As you know by now, I make my living writing the news.
I have been at this job since 1993 in various places throughout the state. Things have changed a lot for us ink-stained persons over the years. It has certainly gotten much harder to pry information from the clenched hands of government sources.
But overall, despite the recent sharp increase in rancor out there toward practitioners of the profession, it has been a fulfilling career. I have met a lot of great people doing this, including my colleagues here at the Reporter newspapers.
Yet, even I have to add my barbaric yawp to the chorus of complaints about the news, particularly the strain that finds it too damned depressing. It can be. Just trying to follow the day’s events reminds me of what Solomon had to say in the book of Ecclesiastes nearly 3,000 years ago:
“The eye never has enough of seeing, nor the ear its fill of hearing. What has been will be again, what has been done will be done again; there is nothing new under the sun. Is there anything of which one can say, ‘Look! This is something new?’”
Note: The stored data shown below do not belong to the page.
PR #1880, opened 2025-04-10
Remove catchall-route for docs

aeplay:
This PR achieves several things:

- moves a bunch of things that are "pure content" into a top-level content folder so it can be easily edited without understanding the full app structure
- replaces the catchall `[[...slug]]` route segment for docs with a simpler `[topic]/[subtopic]` structure. This introduces some redundancies in the page.tsx's (factored out as much as possible) but unlocks two things:
  - we'll be able to have precise opengraph-images for doc pages with full metadata & mdx available (future PR)
  - we can get rid of the context hack to supply the table of contents. The layout is now pulled into the page.tsx's at each level, where the mdx & TOC is available


trishalim (approved):

bensleveritt (approved):
Works well enough for me

PR #1882, opened 2025-04-10
fix: handle null properties in the CoMap deep loading

gdorsi:


packages/jazz-tools/src/tests/deepLoading.test.ts
```diff
@@ -610,6 +610,34 @@ describe("Deep loading with unauthorized account", async () => {
...
+    class Lv3 extends CoMap {
+      string = co.string;
+    }
+
+    const map = Lv1.create(
+      { lv2: Lv2.create({ lv3: Lv3.create({ string: "hello" }, bob) }, bob) },
+      bob,
+    );
+
+    map.lv2!.lv3 = null;
```
gdorsi, line 632: Found that when the property is written via setter the value becomes `null`

Instead when an optional value is set as null in the constructor is casted to `undefined`

aeplay (approved):

PR #1883, opened 2025-04-10
Add opengraph images for docs

aeplay:
Also moves where H1s get filtered out of tables-of-content so we can get the actual title for both metadata and images


mculotta120 (dismissed):

aeplay:
Closing, needs to be precisely rebased

PR #1886, opened 2025-04-10
fix: handle Clerk expiration and fix logout

### LINKED ISSUE #1658: Auth clerk: calling Clerk.signOut from doesn't logout the user from Jazz

### LINKED ISSUE #1802: Jazz React `useIsAuthenticated()` does not keep in sync with Clerk

gdorsi:
fixes #1658
fixes #1802 

This PR turns upside down the Clerk auth management, making `clerk` our source of truth for the auth state.

This improves:
- The logout flow is much more simple. We clear the credentials when the user is not authenticated anymore in clerk.
- SignOut made from Clerk now works
- When the Clerk session expires the user is logged out from Jazz


examples/chat-rn-expo-clerk/app/_layout.tsx
```diff
@@ -33,6 +44,17 @@ export default function RootLayout() {
...
+  useEffect(() => {
+    if (fontsLoaded) {
+    } else {
+      SplashScreen.preventAutoHideAsync();
+    }
+  }, [fontsLoaded]);
+
+  if (!fontsLoaded) {
+    return null;
+  }
```
gdorsi, line 56: Picked these changes from #1848 as before the user wasn't redirected to the auth screen on logout.

packages/jazz-auth-clerk/src/index.ts
```diff
@@ -37,13 +38,47 @@ export class JazzClerkAuth {
...
+    return clerkClient.addListener((event) => {
+      const user = (event as Pick<MinimalClerkClient, "user">).user ?? null;
+
+      if (!isClerkAuthStateEqual(previousUser, user) || this.isFirstCall) {
+        this.onClerkUserChange({ user });
+        previousUser = user;
+        this.isFirstCall = false;
+      }
+    });
+  }
```
gdorsi, line 70: Moved the logic from the framework adapters here to reduce duplicates and make it more testable.

packages/jazz-auth-clerk/src/index.ts
```diff
@@ -37,13 +38,47 @@ export class JazzClerkAuth {
...
+
+  registerListener(clerkClient: MinimalClerkClient) {
+    let previousUser: MinimalClerkClient["user"] | null =
+      clerkClient.user ?? null;
+
+    // Need to use addListener because the clerk user object is not updated when the user logs in
+    return clerkClient.addListener((event) => {
+      const user = (event as Pick<MinimalClerkClient, "user">).user ?? null;
+
+      if (!isClerkAuthStateEqual(previousUser, user) || this.isFirstCall) {
```
gdorsi, line 64: This is part of the bugfix, we now call `onClerkUserChange` only on the first trigger or when the auth state really changes.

Indeed, we still look out and see power-hungry tyrants launching wars and spreading misery. We still look out and see too many people with larceny in their hearts like New York Representative George Santos, who should never have been elevated to positions of power and responsibility.
Still, with all due respect to Solomon the Wise, I wonder if in the last 20-30 years, I have actually spotted something new under the sun, or have misread an existing phenomenon.
My alarm concerns those people with heads of cement who can look at the clear blue sky everyone else sees and not only deny its existence, but also get combative enough about it to punch you in the nose.
Gullibles who too often fall under the spell of elected officials whose livelihood and tenure in power are utterly dependent on feeding their constituents truckloads of B.S.
Suckees and suckers.
Here’s my question. When showman P.T. Barnum said more than a century ago, “There’s a sucker born every minute,” was he heralding a golden age of suckerism? Or was he merely drawing attention to one of Joyce’s “grave and constants” among the afflictions that beset the human race?
I’ve often thought of breaking out my calculator and running the birth rates to determine what percentage of the total population in the United States would be suckers if Barnum were right. I know there are at least enough of them to cheer on the fools in Congress who have determined to pursue the politics of revenge.
In my opinion, lust for revenge makes for a miserable, petty, low-as-a-snake’s-belly model of governance. It may satisfy grievance-nursing people, people who need the energy of victimhood to pulse through their veins — though I doubt they would ever be sated.
The one thing it absolutely will not do is help the nation as a whole, at a time when we are sinking under the combined weight of problems crying out for attention.
What we need are statesmen and stateswomen who can rise above the petty desires to give their opponents swirlies.